Mr. Snyder based his own calculations on an annual rate of return of five per cent, making the annual payment $1,566,000.

The problem is even now that the financial ‘alligator’ has been sized up, an article on this year’s town meeting warrant seeks only an appropriation of $672,000 to begin addressing the problem.

Mr. Snyder considers it grossly inadequate and told Tuesday’s meeting of the selectmen he would push to have the warrant article amended when the finance and advisory committee met with finance director Tim McLean on Thursday night. (That meeting was underway at press time.)

He also offered to make his argument in favor of the $1.566 million payment directly to the annual town meeting.

On Wednesday, Mr. Snyder told the Gazette: “Right now, it is a $672,000 article, but I’m going to advocate the $1.566 million because on town floor you can always come down, but you can’t amend up.

“I expect the Fin Com will say we can’t do that, and I expect even then the town floor will ratchet it down. I can understand why; it’s going to scare people to death.

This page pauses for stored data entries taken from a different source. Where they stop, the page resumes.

Issue #641, opened 2015-07-09
(Windows) fix compiler warnings


giampaolo:
```
psutil/_psutil_windows.c(1329) : warning C4995: '_stprintf': name was marked as #pragma deprecated
psutil/_psutil_windows.c(1329) : warning C4995: 'sprintf': name was marked as #pragma deprecated
psutil/_psutil_windows.c(2250) : warning C4995: 'sprintf': name was marked as #pragma deprecated
psutil/_psutil_windows.c(2304) : warning C4995: 'sprintf': name was marked as #pragma deprecated
psutil/_psutil_windows.c(2315) : warning C4995: 'sprintf': name was marked as #pragma deprecated
psutil/_psutil_windows.c(2456) : warning C4995: 'strcat': name was marked as #pragma deprecated
psutil/_psutil_windows.c(2461) : warning C4995: 'strcat': name was marked as #pragma deprecated
psutil/_psutil_windows.c(2464) : warning C4995: 'strcat': name was marked as #pragma deprecated
psutil/_psutil_windows.c(2467) : warning C4995: 'strcat': name was marked as #pragma deprecated
psutil/_psutil_windows.c(2472) : warning C4995: 'strcat': name was marked as #pragma deprecated
psutil/_psutil_windows.c(2474) : warning C4995: 'strcat': name was marked as #pragma deprecated
psutil/_psutil_windows.c(2585) : warning C4995: 'sprintf': name was marked as #pragma deprecated
psutil/_psutil_windows.c(2940) : warning C4995: 'sprintf': name was marked as #pragma deprecated
psutil/_psutil_windows.c(2948) : warning C4995: 'sprintf': name was marked as #pragma deprecated
psutil/_psutil_windows.c(2952) : warning C4995: 'sprintf': name was marked as #pragma deprecated
psutil/_psutil_windows.c(3118) : warning C4995: 'sprintf': name was marked as #pragma deprecated
psutil/_psutil_windows.c(3120) : warning C4995: 'sprintf': name was marked as #pragma deprecated
```

giampaolo:
@mrjefftang maybe you want to take a look at this?

mrjefftang:
I'm not sure when I'll get around to working on this but it's just a matter of using `sprintf_s` and passing in the buffer size.

PR #654, opened 2015-07-14
Initial pass through with safe strcat/sprintf/stprintf

mrjefftang:
Addresses #641 

Currently work in progress

### DIFF
--- a/CREDITS
+++ b/CREDITS
@@ -255,7 +255,7 @@ I: 492
 
 N: Jeff Tang
 W: https://github.com/mrjefftang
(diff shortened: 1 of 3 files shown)


mrjefftang:
I think this solves the current issue at hand.

There's a larger overarching issue which is inconsistent use of TCHAR, char[], WCHAR, etc.

giampaolo:
Cool. Thanks. Please update HISTORY/CREDITS and this is good to go.
For the other issue, can you please file a new ticket?

mrjefftang:
Done and done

“[Selectman] Tristan Israel’s first suggestion was that we put $50,000 or $100,000 away. But when the unfunded liability is growing at over $350,000 a year, anything less than that won’t even stop the growth of the problem.

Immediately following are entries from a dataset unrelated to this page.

PR #660, opened 2015-08-02
Improve make.bat's resiliency to Visual Studio install locations

mpderbec:
This is a small change that allows make.bat to respond to non-standard Visual Studio install locations.

The VS90COMNTOOLS variable is always defined globally if Visual Studio 9.0 is installed.

### DIFF
--- a/make.bat
+++ b/make.bat
@@ -26,6 +26,8 @@ if "%TSCRIPT%" == "" (
     set TSCRIPT=test\test_psutil.py
 )
 
+set VSINSTALLDIR=%VS90COMNTOOLS%..\..
+
 set PYTHON26=C:\Python26\python.exe
 set PYTHON27=C:\Python27\python.exe
 set PYTHON33=C:\Python33\python.exe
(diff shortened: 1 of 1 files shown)


mrjefftang:
This should be dependent on the version of Python.

Visual studio 2008 for Python 2.6, 2.7, 3.2
Visual studio 2010 for Python 3.1 - 3.4
Visual studio 2015 for Python 3.5+

mpderbec:
I'm new to this codebase, so I might not understand exactly how it works. My changes are meant to preserve the status quo -- as you can see in the old version of the batch file, it is always using VS2008 (9.0). So the only thing this PR does is accommodate users that may have installed VS2008 to somewhere other than C:\Program Files (x86)\Microsoft Visual Studio 9.0.

I wouldn't feel comfortable making the changes you propose -- at least not in this particular PR -- because it would significantly change current behavior and I would fear breaking something in the process.

Again-- I may not understand the situation well enough so please let me know if I'm off base.

giampaolo:
I tested this works as expected. Thanks (I also added you to CREDITS).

“As to what the number on the warrant article ultimately is — that’s up in the air right now,” Mr. Snyder said.

So, where did the figure of $672,000 now in the warrant article come from?

The consultants provided what Mr. Snyder calls an “improbably optimistic” estimate of an eight per cent return on savings. They also assumed the town’s payment would increase by 4.5 per cent each year, an escalation Mr. Snyder compares to an adjustable rate mortgage, in which payments start low and increase every year.

Even then, the figure would only pay down the liability already accumulated. Another $357,000 would be required to meet this year’s increase in future benefits earned by current employees.

Worse yet, all the numbers in the consultant’s report were two years out of date, meaning Tisbury’s unfunded liability was already at least $300,000 larger.

And, as he notes at the very end of his report, “once Tisbury addresses its own unfunded liability, the town still shares some of the regional entities’ unfunded liabilities.”

Mr. Snyder told the selectmen on Tuesday, and told the Gazette again on Wednesday, that he did not expect to make any friends by pointing out the necessity of facing up to the problem.

“I’m taking the pure, hard-nosed finance approach that says it’s prudent to do it now. It will hurt, but it will hurt more if you don’t,” he said.

And, he suggested, it might ultimately benefit the town by improving its credit rating, resulting in lower costs for future bond issues.

“But fundamentally,” he said, “it’s an issue of fairness. We are putting off costs until tomorrow while enjoying the benefits of these employees’ work today. We are pushing the expense off onto future citizens.”